I will share a fully working XAML project in this thread shortly. Would you mind sharing your XAML with me so I can take a look?

i am using the pdf redaction and sending an array of key words, i also placed the array where the default social and other regex goes too.
its a large list , but that list came originally from the same document using UiPath pdf reader , so completely readably , any reason why the redaction is using ocr only instead of a regular pdf read ? Maybe it should be an option ? Unfortunately its phi data and hard to share.

if we can control the dimension of the redaction , it would work in my case also, since mine is a table inside pdf , so i can just look for the first row item and extends the redaction dimension all the way to the last column, instead of looking for every string

I did use the Google Cloud Vision OCR in a Get OCR Text activity with no issues. However, it doesn’t seem to work in the Redaction activities.

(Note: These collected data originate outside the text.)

PR #423, opened 2026-08-04
fix(mail): scope outbound-relay TLS to the relay transport

### LINKED ISSUE #392: [Bug] smtp_tls_security_level set to "encrypt" breaks inbound mail delivery via Amavis
## Description

Openship configures Postfix with `smtp_tls_security_level = encrypt` in `/etc/postfix/main.cf`. This forces TLS for **all** outbound SMTP connections including internal ones, which breaks delivery from Postfix to Amavis on localhost (127.0.0.1:10024).

## Error in /var/log/mail.log

```
postfix/amavis/smtp: to=<user@example.com>, relay=127.0.0.1[127.0.0.1]:10024, 
status=deferred (TLS is required, but was not offered by host 127.0.0.1[127.0.0.1])
```

## Root Cause

`smtp_tls_security_level = encrypt` enforces TLS for every outbound connection including loopback. Amavis on port 10024 does not offer TLS, so all inbound mail gets deferred indefinitely.

## Fix

Change in `/etc/postfix/main.cf`:

```
# Before (incorrect)
smtp_tls_security_level = encrypt

# After (correct)
smtp_tls_security_level = may
```

Then restart Postfix and flush the queue:

```bash
systemctl restart postfix
postqueue -f
```

## Impact

All inbound email is silently deferred — users receive no mail without any visible error in the UI.

## Environment

- Openship version: 0.5.0
- VPS: Oracle Cloud Free Tier (ARM64, Ubuntu 24.04 Noble)
- Architecture: arm64

santhiprakash:
## Summary

Stop setting `smtp_tls_security_level=encrypt` globally in `configureOutboundRelay`; that forces TLS on the local `smtp-amavis` delivery to `127.0.0.1:10024`, which does not speak TLS, causing all inbound mail to be silently deferred.

## Motivation

Reported in #392. `apps/api/src/modules/mail/admin/outbound-relay.service.ts` uses `postconf -e smtp_tls_security_level=encrypt` whenever an outbound relay is enabled. `smtp_tls_security_level` is a global Postfix client directive, so it also applies to the `smtp-amavis` transport and any other local SMTP client delivery. Amavis on `127.0.0.1:10024` does not offer STARTTLS, so Postfix logs `status=deferred (TLS is required, but was not offered by host 127.0.0.1...)` and inbound mail never arrives.

## Related issue

Fixes #392

## Changes

- **apps/api**
  - `outbound-relay.service.ts`:
    - Write a per-destination `/etc/postfix/tls_policy` map (`[<host>]:<port> encrypt`) and reference it via `smtp_tls_policy_maps`.
    - Change the global `smtp_tls_security_level` from `encrypt` to `may`.
    - For port 465, still add `smtp_tls_wrappermode=yes` globally, but pin the `smtp-amavis/unix` transport to `smtp_tls_wrappermode=no` via `postconf -P`.
    - Pin `smtp-amavis/unix` to `smtp_tls_security_level=none` via `postconf -P`.
    - On `disableOutboundRelay`, remove `smtp_tls_policy_maps` and `smtp_tls_wrappermode`, reset `smtp_tls_security_level=may`, and delete the `tls_policy` map files.
  - `outbound-relay.service.test.ts`: add/extend assertions for the `tls_policy` map, the `may` security level, the Amavis per-transport overrides, the port-465 wrapper-mode split, and disable cleanup.
- **apps/email/engine/samples/postfix/master.cf**: add `-o smtp_tls_security_level=none` and `-o smtp_tls_wrappermode=no` to the `smtp-amavis` transport so the sample config matches the runtime override.

## Verification

```bash
python3 /home/ubuntu/Projects/open-source/scripts/preflight_ship.py \
  --repo oblien/openship --local openship --branch main --issue 392 \
  --file apps/api/src/modules/mail/admin/outbound-relay.service.ts \
  --must-contain 'smtp_tls_security_level=encrypt' \
  --must-not-contain 'smtp_tls_policy_maps'
# PREFLIGHT CLEAR

bun run --cwd apps/api test outbound-relay.service.test.ts
# ✓ src/modules/mail/admin/outbound-relay.service.test.ts (18 tests)

bun run --cwd apps/api lint
# tsc --noEmit (pass)
```

The targeted test includes new assertions that fail against the original code (which emits `smtp_tls_security_level=encrypt` and no `smtp_tls_policy_maps` / no Amavis override).

## Screenshots

N/A — backend Postfix config change only.

## Checklist

Note on the unchecked box: `bunx prettier --check` on the two touched `apps/api` files reports pre-existing formatting issues (long lines) unrelated to this change; running `bun format` would reformat many lines I didn't touch, so I scoped the diff to the functional change. `bun run --cwd apps/api lint` and the targeted test pass.

### DIFF
--- a/apps/api/src/modules/mail/admin/outbound-relay.service.test.ts
+++ b/apps/api/src/modules/mail/admin/outbound-relay.service.test.ts
@@ -64,12 +64,14 @@ beforeEach(() => {
 describe("configureOutboundRelay", () => {
   const base = { provider: "ses" as const, region: "us-east-1", port: 587, username: "AKIASMTPUSER", password: "s3cr3tPass" };
 
-  test("writes creds via SFTP writeFile, NEVER through a shell command", async () => {
+  test("writes creds + per-destination TLS policy via SFTP, NEVER through a shell command", async () => {
     const { exec, execCalls, writes } = makeExec();
     await configureOutboundRelay(exec, base);
 
     expect(writes[0].path).toBe("/etc/postfix/sasl_passwd");
     expect(writes[0].content).toContain("[email-smtp.us-east-1.amazonaws.com]:587 AKIASMTPUSER:s3cr3tPass");
+    expect(writes[1].path).toBe("/etc/postfix/tls_policy");
+    expect(writes[1].content).toContain("[email-smtp.us-east-1.amazonaws.com]:587 encrypt");
 
     // SECURITY INVARIANT: no shell command may contain the password or username.
     for (const cmd of execCalls) {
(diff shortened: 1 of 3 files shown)


santhiprakash:
Closing — upstream main now scopes relay TLS via per-nexthop smtp_tls_policy_maps and document-transport overrides in apps/api/src/modules/mail/admin/outbound-relay.service.ts (see the TLS design comments there), which is the fix this PR proposed for #392.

@Jay_Chacko - for your use case, redacting the entire table can certainly be done through using DU Redaction Plugin. That would be far more efficient and reliable than using a bunch of keywords.

The standard PDF Redaction requires OCR. Document Understanding can work without OCR. So once again, the best bet would be to use the DU Redaction Plugin for your usecase

Hi @AI_DEV, thank you for letting me know. Allow me some time to investigate into this on my end.

1 Like

Hi Bernard,

Great tool for redaction, I just learned a lot from your samples and documentation. Great job, thanks for your contributions. Just asking if adding text or confidential on the redacted is already in the released. Thanks in advance.

Keep it up,
Al

Hi Bernard
Apologies for the delayed response

We had figured out why the DU plugin was causing these issues and had sent a detailed mail to the support team. I am not sure whether this mail reached you. If you could share your email with me, I will forward the same.

A high level overview of the issue -
In DU Taxonomy, there is a provision to add a Table as a type for a field. This fails in one of the Invoke Code activity of the project (EOM to DT), since the piece of code only takes care of the primitive data types. (A Table traversal method should be enough to solve this issue, because tables contain fields which are of primitive data types)

The way we surpassed this issue, was to use KeyWords instead of ExtractionResults properties, because then that particular Invoke Code activity is not used. Let me know if this helps anyone
image

Bernard,

Very cool Redaction Activity. Just got it running and need to tweak some things. How can I just limit the redaction to DOB and Driver License numbers?

Thanks in advance,
Mike

Hi @lawes , you have done a great job by creating this tool! But when I am upgrading all packages from old to latest one, it is showing error. Should I not upgrade any package and use it as it is?